#### [WHAT IS EXPECTED]
Read through the listing below and copy each line in which the word "opened" occurs.

#### [RECORDS FOR PROCESSING]
*** Block opens ***

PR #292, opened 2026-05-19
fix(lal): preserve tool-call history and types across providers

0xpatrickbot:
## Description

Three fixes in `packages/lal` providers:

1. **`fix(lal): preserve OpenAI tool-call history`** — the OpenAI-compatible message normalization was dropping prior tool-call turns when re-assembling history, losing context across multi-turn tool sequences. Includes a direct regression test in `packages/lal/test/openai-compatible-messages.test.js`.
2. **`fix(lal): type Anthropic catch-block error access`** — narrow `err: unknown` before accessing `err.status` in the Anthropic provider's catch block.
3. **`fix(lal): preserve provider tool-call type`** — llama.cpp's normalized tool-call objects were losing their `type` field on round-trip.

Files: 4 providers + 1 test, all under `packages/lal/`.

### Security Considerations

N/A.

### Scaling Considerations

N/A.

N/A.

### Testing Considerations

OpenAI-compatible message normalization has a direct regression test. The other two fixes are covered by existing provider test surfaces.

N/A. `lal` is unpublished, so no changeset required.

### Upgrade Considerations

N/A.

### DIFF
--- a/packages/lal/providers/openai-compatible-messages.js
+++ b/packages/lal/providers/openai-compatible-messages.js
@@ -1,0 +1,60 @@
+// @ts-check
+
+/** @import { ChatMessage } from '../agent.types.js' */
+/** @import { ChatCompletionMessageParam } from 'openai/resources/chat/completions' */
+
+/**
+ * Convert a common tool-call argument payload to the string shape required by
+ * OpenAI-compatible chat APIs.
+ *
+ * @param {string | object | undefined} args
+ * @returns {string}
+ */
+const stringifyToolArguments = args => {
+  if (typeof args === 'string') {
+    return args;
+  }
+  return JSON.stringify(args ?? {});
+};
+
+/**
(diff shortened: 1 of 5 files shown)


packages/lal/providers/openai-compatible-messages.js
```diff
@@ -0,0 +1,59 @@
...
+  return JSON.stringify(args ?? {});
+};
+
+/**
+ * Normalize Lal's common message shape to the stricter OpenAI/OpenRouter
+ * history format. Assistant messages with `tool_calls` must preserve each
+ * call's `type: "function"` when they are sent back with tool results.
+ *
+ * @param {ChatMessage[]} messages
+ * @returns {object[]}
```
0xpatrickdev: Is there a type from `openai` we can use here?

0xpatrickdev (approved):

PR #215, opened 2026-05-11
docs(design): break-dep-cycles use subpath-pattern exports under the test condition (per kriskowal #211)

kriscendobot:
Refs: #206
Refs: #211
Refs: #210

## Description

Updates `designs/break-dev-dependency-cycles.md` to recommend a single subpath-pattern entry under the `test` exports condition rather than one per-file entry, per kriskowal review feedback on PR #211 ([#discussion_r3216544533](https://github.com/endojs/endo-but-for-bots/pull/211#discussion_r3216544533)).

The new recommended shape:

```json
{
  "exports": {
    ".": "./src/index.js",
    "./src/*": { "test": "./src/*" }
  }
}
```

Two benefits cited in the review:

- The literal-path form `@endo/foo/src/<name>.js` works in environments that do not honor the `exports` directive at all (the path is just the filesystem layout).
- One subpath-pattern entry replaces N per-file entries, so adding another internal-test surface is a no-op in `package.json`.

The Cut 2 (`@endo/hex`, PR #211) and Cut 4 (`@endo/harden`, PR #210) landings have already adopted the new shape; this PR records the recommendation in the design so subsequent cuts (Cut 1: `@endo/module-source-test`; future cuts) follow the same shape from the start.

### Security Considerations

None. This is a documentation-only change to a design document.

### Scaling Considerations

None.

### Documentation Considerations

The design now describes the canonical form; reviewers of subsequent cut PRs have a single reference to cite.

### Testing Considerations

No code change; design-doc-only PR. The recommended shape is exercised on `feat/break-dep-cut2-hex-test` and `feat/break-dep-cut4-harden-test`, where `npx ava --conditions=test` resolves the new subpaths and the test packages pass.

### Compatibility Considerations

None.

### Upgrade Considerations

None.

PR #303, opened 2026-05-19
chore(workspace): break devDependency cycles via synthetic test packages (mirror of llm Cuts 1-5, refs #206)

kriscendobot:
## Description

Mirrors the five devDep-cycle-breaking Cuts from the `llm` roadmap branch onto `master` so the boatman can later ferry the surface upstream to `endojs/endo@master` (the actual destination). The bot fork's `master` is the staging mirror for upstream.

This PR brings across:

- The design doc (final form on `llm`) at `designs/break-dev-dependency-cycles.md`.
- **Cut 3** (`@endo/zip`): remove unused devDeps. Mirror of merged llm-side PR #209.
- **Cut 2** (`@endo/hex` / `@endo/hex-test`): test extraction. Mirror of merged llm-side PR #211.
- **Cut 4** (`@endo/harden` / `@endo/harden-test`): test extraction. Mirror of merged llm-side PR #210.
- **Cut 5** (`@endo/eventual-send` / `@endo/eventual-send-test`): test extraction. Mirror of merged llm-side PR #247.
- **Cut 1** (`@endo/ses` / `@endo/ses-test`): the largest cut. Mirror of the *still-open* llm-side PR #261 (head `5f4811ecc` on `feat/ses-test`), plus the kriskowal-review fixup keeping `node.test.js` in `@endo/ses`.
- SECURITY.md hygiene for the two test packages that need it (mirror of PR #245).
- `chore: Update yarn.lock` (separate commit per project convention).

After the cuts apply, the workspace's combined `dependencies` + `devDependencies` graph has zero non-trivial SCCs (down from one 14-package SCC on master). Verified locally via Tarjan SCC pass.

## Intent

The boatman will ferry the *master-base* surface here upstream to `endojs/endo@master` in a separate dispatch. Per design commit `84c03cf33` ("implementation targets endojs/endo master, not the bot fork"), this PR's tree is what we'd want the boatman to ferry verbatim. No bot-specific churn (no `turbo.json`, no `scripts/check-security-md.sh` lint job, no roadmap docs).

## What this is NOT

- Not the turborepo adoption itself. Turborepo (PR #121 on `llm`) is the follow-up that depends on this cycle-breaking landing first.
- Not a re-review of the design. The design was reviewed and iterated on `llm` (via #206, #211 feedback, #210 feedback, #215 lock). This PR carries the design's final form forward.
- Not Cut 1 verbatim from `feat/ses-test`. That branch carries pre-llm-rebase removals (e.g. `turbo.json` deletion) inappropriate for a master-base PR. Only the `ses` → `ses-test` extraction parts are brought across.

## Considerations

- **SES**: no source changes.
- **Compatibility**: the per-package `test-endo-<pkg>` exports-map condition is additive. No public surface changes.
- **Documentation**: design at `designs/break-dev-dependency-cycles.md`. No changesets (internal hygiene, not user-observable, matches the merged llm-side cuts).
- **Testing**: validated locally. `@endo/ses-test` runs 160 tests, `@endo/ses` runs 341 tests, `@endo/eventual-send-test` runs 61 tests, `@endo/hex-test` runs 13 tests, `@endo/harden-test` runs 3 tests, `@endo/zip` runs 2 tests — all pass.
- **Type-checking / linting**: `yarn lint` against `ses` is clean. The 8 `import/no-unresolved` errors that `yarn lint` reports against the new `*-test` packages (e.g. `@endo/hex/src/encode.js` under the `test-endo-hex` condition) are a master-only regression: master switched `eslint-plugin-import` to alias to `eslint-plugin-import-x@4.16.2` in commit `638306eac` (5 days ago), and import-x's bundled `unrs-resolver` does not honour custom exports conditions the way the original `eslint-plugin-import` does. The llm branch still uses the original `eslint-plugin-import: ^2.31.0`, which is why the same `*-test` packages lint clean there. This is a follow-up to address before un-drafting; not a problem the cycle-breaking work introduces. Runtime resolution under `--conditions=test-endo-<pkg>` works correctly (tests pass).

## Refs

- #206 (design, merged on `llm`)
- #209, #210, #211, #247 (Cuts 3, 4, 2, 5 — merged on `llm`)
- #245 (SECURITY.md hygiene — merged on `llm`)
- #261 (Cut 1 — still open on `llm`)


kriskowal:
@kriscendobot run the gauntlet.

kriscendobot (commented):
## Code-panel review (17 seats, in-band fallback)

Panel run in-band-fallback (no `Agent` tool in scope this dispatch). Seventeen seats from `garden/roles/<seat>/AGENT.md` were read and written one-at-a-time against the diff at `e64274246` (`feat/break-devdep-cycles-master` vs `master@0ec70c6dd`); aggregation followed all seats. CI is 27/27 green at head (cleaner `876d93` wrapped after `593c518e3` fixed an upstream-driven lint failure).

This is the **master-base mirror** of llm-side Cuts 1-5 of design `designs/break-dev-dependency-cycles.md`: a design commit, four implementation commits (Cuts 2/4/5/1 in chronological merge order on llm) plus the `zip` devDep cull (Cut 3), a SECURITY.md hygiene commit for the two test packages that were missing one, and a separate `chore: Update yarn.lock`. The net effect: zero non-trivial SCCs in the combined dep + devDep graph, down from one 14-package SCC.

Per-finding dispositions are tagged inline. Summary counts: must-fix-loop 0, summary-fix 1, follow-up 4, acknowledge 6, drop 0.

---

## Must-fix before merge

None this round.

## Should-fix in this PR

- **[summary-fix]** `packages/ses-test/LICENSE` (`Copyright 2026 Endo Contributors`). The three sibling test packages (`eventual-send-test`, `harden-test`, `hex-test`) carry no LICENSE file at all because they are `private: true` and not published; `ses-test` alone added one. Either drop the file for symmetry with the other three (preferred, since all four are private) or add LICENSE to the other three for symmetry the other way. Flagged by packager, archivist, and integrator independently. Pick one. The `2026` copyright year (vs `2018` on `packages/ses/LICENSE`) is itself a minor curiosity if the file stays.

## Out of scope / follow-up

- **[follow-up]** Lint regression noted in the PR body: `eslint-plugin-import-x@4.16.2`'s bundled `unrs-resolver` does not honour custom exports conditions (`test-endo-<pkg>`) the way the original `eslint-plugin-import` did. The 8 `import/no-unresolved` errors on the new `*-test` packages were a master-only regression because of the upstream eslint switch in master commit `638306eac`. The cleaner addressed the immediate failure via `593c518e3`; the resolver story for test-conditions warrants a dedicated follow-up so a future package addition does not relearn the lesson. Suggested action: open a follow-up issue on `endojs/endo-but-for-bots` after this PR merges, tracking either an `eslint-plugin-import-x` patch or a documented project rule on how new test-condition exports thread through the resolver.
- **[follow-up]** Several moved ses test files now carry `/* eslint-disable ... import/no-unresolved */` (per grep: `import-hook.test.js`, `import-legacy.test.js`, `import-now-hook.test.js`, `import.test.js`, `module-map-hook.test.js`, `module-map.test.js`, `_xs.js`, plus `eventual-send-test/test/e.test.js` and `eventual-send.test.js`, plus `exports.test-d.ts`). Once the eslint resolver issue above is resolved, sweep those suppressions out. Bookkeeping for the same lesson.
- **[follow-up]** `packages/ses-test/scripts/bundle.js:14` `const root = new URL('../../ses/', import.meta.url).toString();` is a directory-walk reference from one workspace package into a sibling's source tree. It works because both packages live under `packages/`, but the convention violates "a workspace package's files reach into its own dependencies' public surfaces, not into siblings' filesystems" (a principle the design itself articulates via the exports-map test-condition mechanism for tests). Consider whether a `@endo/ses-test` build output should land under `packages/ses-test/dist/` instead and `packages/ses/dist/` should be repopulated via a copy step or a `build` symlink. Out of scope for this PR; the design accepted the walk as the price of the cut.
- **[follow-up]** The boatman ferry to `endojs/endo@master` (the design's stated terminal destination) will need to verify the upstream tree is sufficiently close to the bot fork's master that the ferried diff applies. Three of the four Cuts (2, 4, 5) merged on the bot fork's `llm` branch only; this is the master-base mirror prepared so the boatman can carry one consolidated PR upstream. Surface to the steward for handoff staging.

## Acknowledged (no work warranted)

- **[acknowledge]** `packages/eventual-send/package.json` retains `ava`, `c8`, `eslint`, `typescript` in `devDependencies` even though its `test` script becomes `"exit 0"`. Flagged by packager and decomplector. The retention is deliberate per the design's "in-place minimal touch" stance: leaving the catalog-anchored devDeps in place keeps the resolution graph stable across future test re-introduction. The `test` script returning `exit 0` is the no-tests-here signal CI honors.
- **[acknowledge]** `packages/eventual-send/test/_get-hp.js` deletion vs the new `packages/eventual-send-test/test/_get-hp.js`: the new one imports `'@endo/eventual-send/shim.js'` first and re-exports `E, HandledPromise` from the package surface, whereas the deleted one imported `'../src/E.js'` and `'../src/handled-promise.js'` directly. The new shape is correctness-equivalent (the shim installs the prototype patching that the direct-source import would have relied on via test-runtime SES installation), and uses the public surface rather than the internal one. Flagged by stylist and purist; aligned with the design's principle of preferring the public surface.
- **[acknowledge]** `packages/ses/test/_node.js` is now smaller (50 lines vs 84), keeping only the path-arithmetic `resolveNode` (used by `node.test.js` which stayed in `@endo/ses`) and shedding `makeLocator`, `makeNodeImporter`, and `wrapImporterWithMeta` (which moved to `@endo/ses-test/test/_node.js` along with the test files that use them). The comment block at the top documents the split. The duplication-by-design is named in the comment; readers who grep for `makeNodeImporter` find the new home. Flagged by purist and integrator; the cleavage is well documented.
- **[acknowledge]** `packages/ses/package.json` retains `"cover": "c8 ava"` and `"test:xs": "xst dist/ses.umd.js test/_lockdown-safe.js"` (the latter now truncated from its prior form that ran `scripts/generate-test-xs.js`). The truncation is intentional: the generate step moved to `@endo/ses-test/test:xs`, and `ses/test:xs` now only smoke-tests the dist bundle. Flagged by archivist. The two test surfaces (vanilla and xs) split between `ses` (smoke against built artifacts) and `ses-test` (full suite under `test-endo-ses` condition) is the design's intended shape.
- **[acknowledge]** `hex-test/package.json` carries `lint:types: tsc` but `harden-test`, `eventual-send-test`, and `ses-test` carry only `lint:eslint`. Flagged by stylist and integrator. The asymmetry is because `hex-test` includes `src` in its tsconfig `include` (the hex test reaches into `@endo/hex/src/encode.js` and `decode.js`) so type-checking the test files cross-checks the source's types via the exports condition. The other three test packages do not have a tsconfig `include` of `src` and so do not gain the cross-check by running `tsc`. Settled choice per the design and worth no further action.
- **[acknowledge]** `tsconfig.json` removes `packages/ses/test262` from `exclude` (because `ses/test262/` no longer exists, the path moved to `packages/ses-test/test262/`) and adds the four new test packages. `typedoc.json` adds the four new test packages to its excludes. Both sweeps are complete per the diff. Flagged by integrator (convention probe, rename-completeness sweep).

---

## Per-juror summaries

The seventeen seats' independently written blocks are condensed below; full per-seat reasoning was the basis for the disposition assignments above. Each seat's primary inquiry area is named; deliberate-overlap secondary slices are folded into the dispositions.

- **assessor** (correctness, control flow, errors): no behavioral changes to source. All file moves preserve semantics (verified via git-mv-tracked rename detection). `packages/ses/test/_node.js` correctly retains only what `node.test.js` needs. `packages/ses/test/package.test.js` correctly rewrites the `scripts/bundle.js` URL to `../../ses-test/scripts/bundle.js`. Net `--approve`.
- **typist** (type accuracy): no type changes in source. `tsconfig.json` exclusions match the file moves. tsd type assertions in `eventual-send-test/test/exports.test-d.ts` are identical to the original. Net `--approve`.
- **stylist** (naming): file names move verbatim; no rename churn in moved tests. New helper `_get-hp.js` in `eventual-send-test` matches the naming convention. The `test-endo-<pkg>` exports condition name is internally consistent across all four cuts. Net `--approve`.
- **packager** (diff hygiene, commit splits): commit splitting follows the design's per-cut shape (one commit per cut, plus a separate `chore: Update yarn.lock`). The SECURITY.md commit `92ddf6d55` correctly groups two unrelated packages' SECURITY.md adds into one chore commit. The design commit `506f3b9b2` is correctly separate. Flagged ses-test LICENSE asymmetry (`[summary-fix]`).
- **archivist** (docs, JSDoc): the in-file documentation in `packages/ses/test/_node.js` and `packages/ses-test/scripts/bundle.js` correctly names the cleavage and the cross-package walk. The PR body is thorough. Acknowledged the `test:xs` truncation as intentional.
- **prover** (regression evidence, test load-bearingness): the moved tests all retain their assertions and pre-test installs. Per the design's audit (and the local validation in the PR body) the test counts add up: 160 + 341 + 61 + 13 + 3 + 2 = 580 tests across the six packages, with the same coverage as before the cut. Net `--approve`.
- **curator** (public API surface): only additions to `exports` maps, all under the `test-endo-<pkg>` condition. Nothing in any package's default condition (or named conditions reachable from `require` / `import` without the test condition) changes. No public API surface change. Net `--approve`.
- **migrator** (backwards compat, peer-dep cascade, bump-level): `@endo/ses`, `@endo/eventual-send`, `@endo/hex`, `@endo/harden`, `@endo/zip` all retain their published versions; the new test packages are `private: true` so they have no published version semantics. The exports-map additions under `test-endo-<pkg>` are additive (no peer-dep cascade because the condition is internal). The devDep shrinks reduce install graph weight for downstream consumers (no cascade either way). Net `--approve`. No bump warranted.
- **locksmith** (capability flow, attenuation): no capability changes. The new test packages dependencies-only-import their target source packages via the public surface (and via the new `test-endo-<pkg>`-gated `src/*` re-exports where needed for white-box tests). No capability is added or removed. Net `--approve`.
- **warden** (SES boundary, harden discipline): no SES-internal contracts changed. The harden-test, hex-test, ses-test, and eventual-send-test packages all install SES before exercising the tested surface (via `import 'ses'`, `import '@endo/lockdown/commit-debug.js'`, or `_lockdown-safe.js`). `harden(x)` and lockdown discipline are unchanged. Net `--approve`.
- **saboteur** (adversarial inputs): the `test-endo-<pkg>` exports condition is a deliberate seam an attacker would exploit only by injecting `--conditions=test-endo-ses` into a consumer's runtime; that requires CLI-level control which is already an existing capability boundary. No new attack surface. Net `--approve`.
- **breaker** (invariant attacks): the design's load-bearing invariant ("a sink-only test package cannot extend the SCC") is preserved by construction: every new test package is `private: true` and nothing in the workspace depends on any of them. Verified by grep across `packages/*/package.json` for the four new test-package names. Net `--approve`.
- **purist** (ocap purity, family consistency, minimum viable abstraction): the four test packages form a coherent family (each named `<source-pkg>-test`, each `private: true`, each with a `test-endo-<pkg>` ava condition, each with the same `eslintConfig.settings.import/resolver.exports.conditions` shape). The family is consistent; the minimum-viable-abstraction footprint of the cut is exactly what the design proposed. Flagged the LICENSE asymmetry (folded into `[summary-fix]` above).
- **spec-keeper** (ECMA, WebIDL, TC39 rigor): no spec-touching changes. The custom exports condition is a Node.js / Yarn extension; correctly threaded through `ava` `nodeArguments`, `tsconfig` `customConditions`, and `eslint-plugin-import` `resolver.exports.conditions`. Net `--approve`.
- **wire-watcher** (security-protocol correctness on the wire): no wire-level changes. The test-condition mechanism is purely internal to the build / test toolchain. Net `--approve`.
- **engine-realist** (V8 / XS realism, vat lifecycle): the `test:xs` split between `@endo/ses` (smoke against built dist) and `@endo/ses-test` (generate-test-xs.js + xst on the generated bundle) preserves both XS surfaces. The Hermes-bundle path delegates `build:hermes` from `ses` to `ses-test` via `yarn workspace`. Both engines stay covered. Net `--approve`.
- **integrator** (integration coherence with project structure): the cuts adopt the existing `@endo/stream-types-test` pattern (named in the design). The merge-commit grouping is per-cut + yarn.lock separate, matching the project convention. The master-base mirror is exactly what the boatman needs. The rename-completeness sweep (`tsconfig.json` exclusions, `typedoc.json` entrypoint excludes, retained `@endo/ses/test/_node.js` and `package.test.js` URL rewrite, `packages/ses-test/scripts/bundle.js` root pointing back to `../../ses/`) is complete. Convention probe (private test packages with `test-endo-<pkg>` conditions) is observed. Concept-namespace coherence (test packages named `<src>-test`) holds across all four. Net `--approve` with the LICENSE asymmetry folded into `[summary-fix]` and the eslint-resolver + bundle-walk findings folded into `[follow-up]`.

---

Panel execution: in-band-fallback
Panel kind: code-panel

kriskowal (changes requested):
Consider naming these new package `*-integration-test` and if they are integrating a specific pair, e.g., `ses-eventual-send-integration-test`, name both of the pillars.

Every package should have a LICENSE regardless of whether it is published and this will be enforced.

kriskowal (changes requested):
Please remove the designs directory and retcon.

*** Block closes ***

#### [PROBLEM SOLUTION]
PR #292, opened 2026-05-19
PR #215, opened 2026-05-11
PR #303, opened 2026-05-19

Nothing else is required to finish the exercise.